RECORDS SUPPLIED below:

PR #17206, opened 2019-03-14
Update concept-di-container.md

yidas:
| Q             | A
| ------------- | ---
| Is bugfix?    | no
| New feature?  | no
| Breaks BC?    | no
| Tests pass?   | yes
| Fixed issues  |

End of RECORDS SUPPLIED.

→ EXERCISE
Quote every entry exactly.

→ WORKED SOLUTION
PR #17206, opened 2019-03-14
Update concept-di-container.md

yidas:
| Q             | A
| ------------- | ---
| Is bugfix?    | no
| New feature?  | no
| Breaks BC?    | no
| Tests pass?   | yes
| Fixed issues  |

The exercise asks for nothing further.